⑤"非力な少女の力では脇差で肋骨を折ることができずに、そのまま体の外側の肉を裂くだけに止まる……少なくとも、源助の肉を幾らかそぎ落とすくらいには"


○〜△判定

 森メメント様のタッチが絶妙なため、この表現自体が正確に事実を説明しているのか、ある意味比喩というかニュアンスを含んでいるのか、良い意味でぼかされていると感じます。ですので、ここは正確性を追求しなくとも、いいかもしれません。「肉を切らせて骨を断つ」という言葉が本当に肉を切っているわけではないですからね。


 ただ敢えて考察しますと、

「肋骨を折る」

 ナイフ、包丁などの刃物で肋骨を折ることができるかというとかなり難しいように思えます。動物の骨も包丁で砕くのは難しいのと同じです。おそらく胸部に対し刃物で致命傷を与えるには刃物を肋骨に水平にして、肋骨を避けるように刺す必要があると思われます。それも斜めに入ると途中でやはり肋骨にあたるので、しっかりと水平に入れる必要があり、これを一発でこなすのはやはりプロでないと難しいように思われます。いわゆるめった刺しであれば何回かに一回は入るかもしれません。腹部(お腹)であれば肋骨がないので、ズブズブ入りたい放題です。


「肉を裂く」

 胸部の構造としましては外から皮膚、真皮、脂肪の層、筋肉の層、肋骨の間の肋間筋があり、胸膜などを経て、肺が入っている胸腔というスペースに到達します。ここでいう「肉を裂く」の肉がどれにあたるのか、疑問は残ります。「筋肉」が刃物で裂けることはないかと思います。

 しかしこれを正確に言おうとすると、興醒めするようにも思えます。一般的には脂肪組織のことを「余分なお肉」と言ったりしますし、ここで言う「肉」というのが比喩的に「自分の体の何らかの組織」を指すのであれば問題はないかと思います。


 森メメント様のように表現が滑らかで流れがスムーズですと、仮に少し現実的に正しくない表現でも、うまく勢いで持っていけてしまうのです。有名な映画や漫画、ドラマでもそういった現象は時折見られます。それはエンターテイメントとしては私は許容範囲だと思っています。


 敢えて代替案を提案差し上げるとしたら、

""非力な少女の力では脇差で内臓を突くことはできずに、そのまま皮膚を多少抉るだけに止まる。
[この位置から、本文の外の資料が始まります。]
PR #277, opened 2015-10-19
Hw1

xidexia:
hw1


HW1/P2/P2.txt
```diff
@@ -1 +1,7 @@
 # Your discussion here
+
+From the P2a_hist plot, we can see that most partitions are centered at about 1e6 which a few partitions take much larger amount of time. This means partitions take largely different amount of time - over 80% partitions are just doing less than 10% of the work. 
+
```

"

 などでしょうか。敢えて内臓という俗語を使うことによってぼかし、後半は他にも言い方はあるかもしれません。


 その他、少しでも思いつく豆知識を残しておきます。


「刺されてすぐ、『うっ』となって倒れることはないのではないか」

 ドラマで刺されてから、『うっ』といいながら、何もできずに即座にバタンと倒れるシーンがあります。あれはないんじゃないかと思っています。そもそも、バタンと倒れるということは頭の血液が足りなくなっているということですが、今まで普通に生きていた人が、そこまでいくにはよほど大動脈をしっかり破損しない限りは少なくとも数十分はもつと思われます。特に腹部を刺しただけでは大動脈を損傷させるのは難しいですから、それだけで数秒で倒れることはないかと思います。痛みで驚いて、迷走神経反射のような状態になることはありえるかもしれません。

 しかし拳銃は別です。以前優秀な若い警察官が、一発の銃弾で死んだというニュースがありました。安倍さんも記憶に新しいですよね。銃弾がただ肺を貫いたというだけであれば死に至ることはほとんどなかったでしょう。しかし、運悪く大動脈を貫いてしまうと、高圧洗浄レベルの圧がかかった血管に穴があいてしまうわけです。大量の血液が漏れ出し、今度はその血液が他の臓器を圧迫してしまいます。しかも治療法はその太い血管を人工のものに付け替えるわけですが、それが終わるまで大量の血液が流れ続けるわけです。何分もつのか、想像もつきませんが、1時間もかかっていたら、かなり危ないのではないでしょうか。

 

まとめ

 この作品を読まれた多くの方が、続きが気になるとおっしゃっているのと同じく、私もぜひ長編を読みたいと思いました。実際に書かれたのが4作品のみということが信じられないくらい洗練された作品と感じました。ぜひ多数のコンテストに応募していただきたいと思いました。これからのご活躍を期待しております。